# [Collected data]
☆ ☆ ☆ ☆ ☆ ☆ ☆

PR #2102, opened 2016-01-01
Fix inline statement propagation

rhyzx:
When handle events by inline statement, propagation continuing is not working.

By the way: https://github.com/rhyzx/vue/blob/fix-inline-statement-propagation/test/unit/specs/api/events_spec.js#L186-L187 ,  binding handler using `v-on` directive to component will be treat as its inner handler, this is **non-intuitive** in my opinion, eg:

```js
// parent.vue
<foo @test="stopPropagation"></foo>
```

`test` event dispatched by `foo` will still propagate even if `stopPropagation` returned `false`, what do you think about this? @yyx990803

### DIFF
--- a/src/instance/api/data.js
+++ b/src/instance/api/data.js
@@ -24,8 +24,9 @@ export default function (Vue) {
         var self = this
         return function statementHandler () {
           self.$arguments = toArray(arguments)
-          res.get.call(self, self)
+          var result = res.get.call(self, self)
           self.$arguments = null
+          return result
         }
       } else {
         try {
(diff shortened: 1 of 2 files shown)


yyx990803:
After some investigation I'm starting to think that:

1. inline `v-on` should not interfere with event flow;
2. inline `v-on` should only be triggered by events emitted from that component only (i.e. not by dispatched or broadcasted events).

yyx990803:
... but these will be breaking changes. So I'll probably just make inline handlers behave as expected.

rhyzx:
:+1: rapid!

rhyzx:
Agreed, those can be introduced in next major release.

☆ ☆ ☆ ☆ ☆ ☆ ☆

# [WORK ORDER]
Put down each entry again, unchanged and complete.

# [EXERCISE RESULT]
PR #2102, opened 2016-01-01
Fix inline statement propagation

rhyzx:
When handle events by inline statement, propagation continuing is not working.

By the way: https://github.com/rhyzx/vue/blob/fix-inline-statement-propagation/test/unit/specs/api/events_spec.js#L186-L187 ,  binding handler using `v-on` directive to component will be treat as its inner handler, this is **non-intuitive** in my opinion, eg:

```js
// parent.vue
<foo @test="stopPropagation"></foo>
```

`test` event dispatched by `foo` will still propagate even if `stopPropagation` returned `false`, what do you think about this? @yyx990803

### DIFF
--- a/src/instance/api/data.js
+++ b/src/instance/api/data.js
@@ -24,8 +24,9 @@ export default function (Vue) {
         var self = this
         return function statementHandler () {
           self.$arguments = toArray(arguments)
-          res.get.call(self, self)
+          var result = res.get.call(self, self)
           self.$arguments = null
+          return result
         }
       } else {
         try {
(diff shortened: 1 of 2 files shown)


yyx990803:
After some investigation I'm starting to think that:

1. inline `v-on` should not interfere with event flow;
2. inline `v-on` should only be triggered by events emitted from that component only (i.e. not by dispatched or broadcasted events).

yyx990803:
... but these will be breaking changes. So I'll probably just make inline handlers behave as expected.

rhyzx:
:+1: rapid!

rhyzx:
Agreed, those can be introduced in next major release.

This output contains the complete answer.